Mel-RoFormer for Vocal Separation and Vocal Melody Transcription
Ju-Chiang Wang, Wei-Tsung Lu, Jitong Chen
TL;DR
Mel-RoFormer tackles the challenge of modeling complex musical spectra by explicitly modeling frequency and time as separate sequences using interleaved RoPE Transformers and a learnable Mel-band front-end. Operating on complex spectrograms, it estimates complex masks and reconstructs separated voices, while leveraging a two-stage pipeline to achieve high performance on vocal separation and vocal melody transcription. The model combines a Mel-band Projection, RoFormer blocks, and an Embedding Projection to produce robust embeddings for downstream tasks, with multi-resolution STFT losses guiding separation and an onset-frame approach guiding transcription. Results on MUSDB18HQ, MIR-ST500, and POP909 demonstrate state-of-the-art performance, and the authors highlight Mel-RoFormer’s potential as a versatile MIR foundation model for related tasks such as chord recognition and multi-instrument transcription.
Abstract
Developing a versatile deep neural network to model music audio is crucial in MIR. This task is challenging due to the intricate spectral variations inherent in music signals, which convey melody, harmonics, and timbres of diverse instruments. In this paper, we introduce Mel-RoFormer, a spectrogram-based model featuring two key designs: a novel Mel-band Projection module at the front-end to enhance the model's capability to capture informative features across multiple frequency bands, and interleaved RoPE Transformers to explicitly model the frequency and time dimensions as two separate sequences. We apply Mel-RoFormer to tackle two essential MIR tasks: vocal separation and vocal melody transcription, aimed at isolating singing voices from audio mixtures and transcribing their lead melodies, respectively. Despite their shared focus on singing signals, these tasks possess distinct optimization objectives.

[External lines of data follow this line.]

PR #1340, opened 2015-01-12
Added shell script to download the SVHN dataset

sandeepkbhat:
[chg] Added ./pylearn2/scripts/datasets/download_svhn.sh script for SVHN dataset download to the $PYLEARN2_DATA_PATH/SVHN/format2 directory. The script is closely based on download_cifar10.sh, but it uses a verbose wget or curl.


lamblin:
Thanks!

PR #1342, opened 2015-01-12
EpochMonitor callback for monitoring progress within epochs

AdamStone:
When using a large training set, it can take a long time for the first epoch to complete and display the first monitor update. I wanted to see that progress was being made during the epoch, so I wrote an SGD callback to do this using the method suggested by Ian here https://groups.google.com/forum/#!topic/pylearn-users/Mz1_1yqSYeA

This can be used to print simple one-line updates giving the current epoch and batch at a specified rate, and/or to print monitor updates within epochs at a specified rate. 

I also made the file consistent with PEP8.

### DIFF
--- a/pylearn2/devtools/tests/test_format.py
+++ b/pylearn2/devtools/tests/test_format.py
@@ -131,7 +131,6 @@ whitelist_pep8 = [
     "training_algorithms/tests/test_default.py",
     "training_algorithms/default.py",
     "training_algorithms/training_algorithm.py",
-    "training_algorithms/sgd.py",
     "distributions/tests/test_mnd.py",
     "distributions/parzen.py",
     "distributions/uniform_hypersphere.py",
--- a/pylearn2/training_algorithms/sgd.py
+++ b/pylearn2/training_algorithms/sgd.py
@@ -26,8 +26,8 @@ from pylearn2.space import CompositeSpace, NullSpace
 from pylearn2.train_extensions import TrainExtension
 from pylearn2.training_algorithms.training_algorithm import TrainingAlgorithm
 from pylearn2.training_algorithms.learning_rule import Momentum
-from pylearn2.training_algorithms.learning_rule import MomentumAdjustor \
-        as LRMomentumAdjustor
+from pylearn2.training_algorithms.learning_rule import (
+    MomentumAdjustor as LRMomentumAdjustor)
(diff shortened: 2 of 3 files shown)


dwf:
Could you rebase the commits you've added against current master? That would make it easier to review this. But it sounds really useful, so thank you in advance.

AdamStone:
Sure, I suppose it's about time I figure out how rebasing works anyway

AdamStone:
I think I did it right, if not let me know.

lamblin:
It looks good, thanks!
Now that you have fixed all sort of pep8 violations in that file, could you take it off the pep8 whitelist in https://github.com/lisa-lab/pylearn2/blob/master/pylearn2/devtools/tests/test_format.py#L145 ?
Also, don't worry about it now, but for the future, if you can separate commits that do only reformatting from commits that change the code itself, it can make things easier to review.
@dwf, do you want to take another look?

AdamStone:
Sure, that sounds like a good idea. I was originally just intending to add the EpochMonitor code, and I fixed the PEP8 without really thinking about it in order to pass the automated tests.

AdamStone:
Hmm.. Somehow the build is now failing, with PEP8 problems that apparently aren't recognized by my check PEP8 script. I can fix them, but I wonder why it passed the tests before.

lamblin:
Sorry for the reviewing delay.
Do you think you could add a small test, based on your YAML example, so that this feature does not break in the future? In particular, you could check that the right number of values are in the monitoring channels.
You can use the classes (datasets, and so on) defined in `pylearn2/testing` for dummy objects.
@dwf did you have other comments?

AdamStone:
Sure, I'll give it a try.

AdamStone:
It seems I'm failing my own test in the build check, but I'm not seeing why. If I run the test myself, there's no assertion error. Maybe I'm missing something about how the testing is supposed to work?

lamblin:
The buildbot launches the tests in different settings, including with "floatX=float32" in the theano flags, and using python 3.
My guess is that `n_batches/monitor_rate` is interpreted as floating point division on python 3, and integer division in python 2, so they could give different results. `n_batches // monitor_rate` should be integer division for both.

AdamStone:
Ah yes, that would explain the discrepancy. I didn't see 'from __future__ import division', so I thought I was safe.

AdamStone:
Test passing now.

Instead of training a unified model, we adopt a two-step approach. Initially, we train a vocal separation model, which subsequently serves as a foundation model for fine-tuning for vocal melody transcription. Through extensive experiments conducted on benchmark datasets, we showcase that our models achieve state-of-the-art performance in both vocal separation and melody transcription tasks, underscoring the efficacy and versatility of Mel-RoFormer in modeling complex music audio signals.